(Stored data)
PR #1548, opened 2022-04-27
Preview link fix

ilyaborodin:
matched-text - should be equal to link in text. So need to use url from regex in this field, because  link-preview-js can return url in another format and preview will not work in this case. 
Examples: 
text: "https://google.com" - link-preview-js will return "https://www.google.com/" and preview will not work
text:  "https://www.google.com" - link-preview-js will return "https://www.google.com/" and preview will work

Also link-preview-js does not support links without http/https prefixes. So if matched url does not have this prefixes, need to add them, before send text to link-preview-js library.

I am not good at regex, so just need to change regex to support all this variants: google.com, www.google.com, https://google.com. Current regex does not catch http/https prefixes.


ilyaborodin:
https://github.com/ilyaborodin/Baileys/commit/424a8c7eb000ac8407e9685d21c6eac0c6ac6ab1

I created this temp fix for me in order not to go into regex.

IMG_5995

src/Utils/link-preview.ts
```diff
@@ -19,15 +19,19 @@ export type URLGenerationOptions = {
  * Given a piece of text, checks for any URL present, generates link preview for the same and returns it
  * Return undefined if the fetch failed or no URL was found
  * @param text the text containing URL
+ * @param firstMatchedUrl first matched URL in text
  * @returns the URL info required to generate link preview
  */
 export const getUrlInfo = async(
```
adiwajshing, line 25: This helps quite a bit, but can you constrict the PR to only the `link-preview` file -- I don't believe you need changes in 5 files, only need to match the URL using the regex here in this util and set the matched text. 

The other alternative is to match the URL in the regex inside the `messages` util and pass only the url to the link preview generation function, this would be more efficient since it only requires one regex run

src/Socket/messages-send.ts
```diff
@@ -485,8 +485,8 @@ export const makeMessagesSocket = (config: SocketConfig) => {
 						logger,
 						userJid,
 						// multi-device does not have this yet
-						getUrlInfo: text => getUrlInfo(
-							text,
+						getUrlInfo: firstMatchedUrl => getUrlInfo(
```
adiwajshing, line 488: don't need this change

src/Types/Message.ts
```diff
@@ -165,7 +165,7 @@ export type MediaGenerationOptions = {
     mediaUploadTimeoutMs?: number
 }
 export type MessageContentGenerationOptions = MediaGenerationOptions & {
-	getUrlInfo?: (text: string) => Promise<WAUrlInfo>
+	getUrlInfo?: (firstMatchedUrl: string) => Promise<WAUrlInfo>
```
adiwajshing, line 168: redundant change

src/Utils/link-preview.ts
```diff
@@ -18,17 +18,16 @@ export type URLGenerationOptions = {
 /**
  * Given a piece of text, checks for any URL present, generates link preview for the same and returns it
  * Return undefined if the fetch failed or no URL was found
- * @param text the text containing URL
+ * @param firstMatchedUrl first matched URL in text
```
adiwajshing, line 21: no need to change the variable name, just the doc is fine

src/Utils/link-preview.ts
```diff
@@ -18,17 +18,16 @@ export type URLGenerationOptions = {
...
 export const getUrlInfo = async(
-	text: string,
+	firstMatchedUrl: string,
 	opts: URLGenerationOptions = { thumbnailWidth: THUMBNAIL_WIDTH_PX, timeoutMs: 3000 }
 ): Promise<WAUrlInfo | undefined> => {
 	try {
 		const { getLinkPreview } = await import('link-preview-js')
-
-		const info = await getLinkPreview(text, { timeout: opts.timeoutMs })
+		const info = await getLinkPreview('https://' + firstMatchedUrl, { timeout: opts.timeoutMs })
```
adiwajshing, line 30: What if firstMatchedUrl already has an https or http prefix?

ilyaborodin: Your regex doest catch http/https in links
Снимок экрана 2022-04-29 в 15 33 38

adiwajshing: Regardless, may be best to add a check to just future proof the code

ilyaborodin: Added check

■ Problem to work on:
Where the word "getLinkPreview" occurs in a line of the records, copy that line.

■ Task response:
 		const { getLinkPreview } = await import('link-preview-js')
-		const info = await getLinkPreview(text, { timeout: opts.timeoutMs })
+		const info = await getLinkPreview('https://' + firstMatchedUrl, { timeout: opts.timeoutMs })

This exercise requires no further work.